PR #88, opened 2020-04-23
DownloadMedia pipeline

michaltrzcinka:
Hi, this is the first naive attempt to create a pipeline that will download resources. There are no tests or documentation yet - just wanted to check if this is a good direction.

A couple of questions:

- This pipeline doesn't transform items - maybe it should be a middleware?
- Is it OK to download directly in the pipeline? Shouldn't we do it asynchronously in other processes?
- Is it OK to keep full response body in memory and only then pass it to `File.write`? Maybe we could do some sort of streaming?

### DIFF
--- a/lib/crawly/asset_downloader.ex
+++ b/lib/crawly/asset_downloader.ex
@@ -1,0 +1,44 @@
+defmodule Crawly.AssetDownloader do
+  require Logger
+
+  use GenServer
+
+  def start_link([]) do
+    Logger.debug("Starting asset downloader")
+
+    GenServer.start_link(__MODULE__, [], name: __MODULE__)
+  end
+
+  @impl true
+  def init(_args) do
+    {:ok, %{}}
+  end
+
+  def download_asset(directory, url) do
+    GenServer.cast(__MODULE__, {:download_asset, directory, url})
+  end
+
+  @impl true
+  def handle_cast({:download_asset, directory, url}, state) do
+    :ok = File.mkdir_p(directory)
+
+    case HTTPoison.get(url) do
+      {:ok, response} ->
+        full_path = Path.join(directory, file_name(url))
+        :ok = File.write(full_path, response.body)
+        Logger.debug("Downloaded image from URL #{url} into #{full_path}")
+      {:error, error} ->
+        Logger.error("Could not download image from URL #{url}: #{inspect(error)}")
+    end
+
+    {:noreply, state}
+  end
+
+  # Returns the string after the last slash, e.g.:
+  # https://amazon.com/products/picture.jpg => picture.jpg
+  # It is usually a good approximation of a "file name" on the web
+  defp file_name(url) do
+    Regex.run(~r/(?<=\/)[^\/]+$/, url)
+    |> List.first()
+  end
+end
--- a/lib/crawly/application.ex
+++ b/lib/crawly/application.ex
@@ -9,11 +9,12 @@ defmodule Crawly.Application do
     import Supervisor.Spec, warn: false
     # List all child processes to be supervised
 
-    children = [
+      children = [
       worker(Crawly.Engine, []),
       supervisor(Crawly.EngineSup, []),
       {Crawly.DataStorage, []},
       {Crawly.RequestsStorage, []},
+      {Crawly.AssetDownloader, []},
       {DynamicSupervisor,
        strategy: :one_for_one,
        name: Crawly.RequestsStorage.WorkersSup},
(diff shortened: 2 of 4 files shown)


michaltrzcinka:
@Ziinc @oltarasenko not sure if you're getting notifications about draft pull requests ;) please take a look

oltarasenko:
Hi @michaltrzcinka. Sorry I did not have a chance to look at your PR earlier. 

I don't like the idea of putting the image downloading code into the item pipeline. The pipeline is executed in the context of the DataStorageWorker which is one process (bottleneck in this case). The overall idea was to use the Item pipelines for relatively lightweight data transformations and image downloading is a problem in this case.

I would try to do it with a context of a worker instead (read in `parse_item`). Otherwise, another approach would be to run a separate process, so the pipeline is just sending urls to it.

Ziinc:
Perhaps an additional `init` callback on the pipeline behaviour would allow the necessary setup to be done, while containing all file downloading code in one place. 

The worker could iterate over the pipelines at the beginning of the scrape, letting the file downloader pipeline setup its own queue and store process references in the state.

When the worker pipes the scraped item, the file downloader pipeline can then just forward the url to the downloading process.

oltarasenko:
> Perhaps an additional init callback on the pipeline behaviour would allow the necessary setup to be done, while containing all file downloading code in one place.
> 
> The worker could iterate over the pipelines at the beginning of the scrape, letting the file downloader pipeline setup its own queue and store process references in the state.

It would prefer to avoid starting a process like that. Especially taking into account that it will not be supervised. We can have a special AssetsDownloader process (or pool of processes) started on Crawly's startup. In this case, the given image downloader pipeline can just get a reference to the name of this process.

michaltrzcinka:
I introduced `AssetDownloader`, WDYT?

oltarasenko:
@michaltrzcinka It can be used as a sort of starting point. E.g. we can fine-tune it in some way. But could you do a more complete example, so I can see it storing images?

Another request. Could you try downloading images from `parse_item/1` callback

lib/crawly/asset_downloader.ex
```diff
@@ -0,0 +1,44 @@
...
+    end
+
+    {:noreply, state}
+  end
+
+  # Returns the string after the last slash, e.g.:
+  # https://amazon.com/products/picture.jpg => picture.jpg
+  # It is usually a good approximation of a "file name" on the web
+  defp file_name(url) do
+    Regex.run(~r/(?<=\/)[^\/]+$/, url)
```
oltarasenko, line 41: I would suggest storing images using guid as a file name. Otherwise we will get duplicates and overrides. It's better to extend item with a field called downloaded images
.

michaltrzcinka:
> @michaltrzcinka It can be used as a sort of starting point. E.g. we can fine-tune it in some way. But could you do a more complete example, so I can see it storing images?
> 
> Another request. Could you try downloading images from `parse_item/1` callback, to have it as an example before we will finish with Accets Downloader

━━━━━━━━━━

■ WHAT YOU ARE ASKED TO DO: The complete listing above is to be output again exactly.

■ PROBLEM SOLUTION:
PR #88, opened 2020-04-23
DownloadMedia pipeline

michaltrzcinka:
Hi, this is the first naive attempt to create a pipeline that will download resources. There are no tests or documentation yet - just wanted to check if this is a good direction.

A couple of questions:

- This pipeline doesn't transform items - maybe it should be a middleware?
- Is it OK to download directly in the pipeline? Shouldn't we do it asynchronously in other processes?
- Is it OK to keep full response body in memory and only then pass it to `File.write`? Maybe we could do some sort of streaming?

### DIFF
--- a/lib/crawly/asset_downloader.ex
+++ b/lib/crawly/asset_downloader.ex
@@ -1,0 +1,44 @@
+defmodule Crawly.AssetDownloader do
+  require Logger
+
+  use GenServer
+
+  def start_link([]) do
+    Logger.debug("Starting asset downloader")
+
+    GenServer.start_link(__MODULE__, [], name: __MODULE__)
+  end
+
+  @impl true
+  def init(_args) do
+    {:ok, %{}}
+  end
+
+  def download_asset(directory, url) do
+    GenServer.cast(__MODULE__, {:download_asset, directory, url})
+  end
+
+  @impl true
+  def handle_cast({:download_asset, directory, url}, state) do
+    :ok = File.mkdir_p(directory)
+
+    case HTTPoison.get(url) do
+      {:ok, response} ->
+        full_path = Path.join(directory, file_name(url))
+        :ok = File.write(full_path, response.body)
+        Logger.debug("Downloaded image from URL #{url} into #{full_path}")
+      {:error, error} ->
+        Logger.error("Could not download image from URL #{url}: #{inspect(error)}")
+    end
+
+    {:noreply, state}
+  end
+
+  # Returns the string after the last slash, e.g.:
+  # https://amazon.com/products/picture.jpg => picture.jpg
+  # It is usually a good approximation of a "file name" on the web
+  defp file_name(url) do
+    Regex.run(~r/(?<=\/)[^\/]+$/, url)
+    |> List.first()
+  end
+end
--- a/lib/crawly/application.ex
+++ b/lib/crawly/application.ex
@@ -9,11 +9,12 @@ defmodule Crawly.Application do
     import Supervisor.Spec, warn: false
     # List all child processes to be supervised
 
-    children = [
+      children = [
       worker(Crawly.Engine, []),
       supervisor(Crawly.EngineSup, []),
       {Crawly.DataStorage, []},
       {Crawly.RequestsStorage, []},
+      {Crawly.AssetDownloader, []},
       {DynamicSupervisor,
        strategy: :one_for_one,
        name: Crawly.RequestsStorage.WorkersSup},
(diff shortened: 2 of 4 files shown)


michaltrzcinka:
@Ziinc @oltarasenko not sure if you're getting notifications about draft pull requests ;) please take a look

oltarasenko:
Hi @michaltrzcinka. Sorry I did not have a chance to look at your PR earlier. 

I don't like the idea of putting the image downloading code into the item pipeline. The pipeline is executed in the context of the DataStorageWorker which is one process (bottleneck in this case). The overall idea was to use the Item pipelines for relatively lightweight data transformations and image downloading is a problem in this case.

I would try to do it with a context of a worker instead (read in `parse_item`). Otherwise, another approach would be to run a separate process, so the pipeline is just sending urls to it.

Ziinc:
Perhaps an additional `init` callback on the pipeline behaviour would allow the necessary setup to be done, while containing all file downloading code in one place. 

The worker could iterate over the pipelines at the beginning of the scrape, letting the file downloader pipeline setup its own queue and store process references in the state.

When the worker pipes the scraped item, the file downloader pipeline can then just forward the url to the downloading process.

oltarasenko:
> Perhaps an additional init callback on the pipeline behaviour would allow the necessary setup to be done, while containing all file downloading code in one place.
> 
> The worker could iterate over the pipelines at the beginning of the scrape, letting the file downloader pipeline setup its own queue and store process references in the state.

It would prefer to avoid starting a process like that. Especially taking into account that it will not be supervised. We can have a special AssetsDownloader process (or pool of processes) started on Crawly's startup. In this case, the given image downloader pipeline can just get a reference to the name of this process.

michaltrzcinka:
I introduced `AssetDownloader`, WDYT?

oltarasenko:
@michaltrzcinka It can be used as a sort of starting point. E.g. we can fine-tune it in some way. But could you do a more complete example, so I can see it storing images?

Another request. Could you try downloading images from `parse_item/1` callback

lib/crawly/asset_downloader.ex
```diff
@@ -0,0 +1,44 @@
...
+    end
+
+    {:noreply, state}
+  end
+
+  # Returns the string after the last slash, e.g.:
+  # https://amazon.com/products/picture.jpg => picture.jpg
+  # It is usually a good approximation of a "file name" on the web
+  defp file_name(url) do
+    Regex.run(~r/(?<=\/)[^\/]+$/, url)
```
oltarasenko, line 41: I would suggest storing images using guid as a file name. Otherwise we will get duplicates and overrides. It's better to extend item with a field called downloaded images
.

michaltrzcinka:
> @michaltrzcinka It can be used as a sort of starting point. E.g. we can fine-tune it in some way. But could you do a more complete example, so I can see it storing images?
> 
> Another request. Could you try downloading images from `parse_item/1` callback, to have it as an example before we will finish with Accets Downloader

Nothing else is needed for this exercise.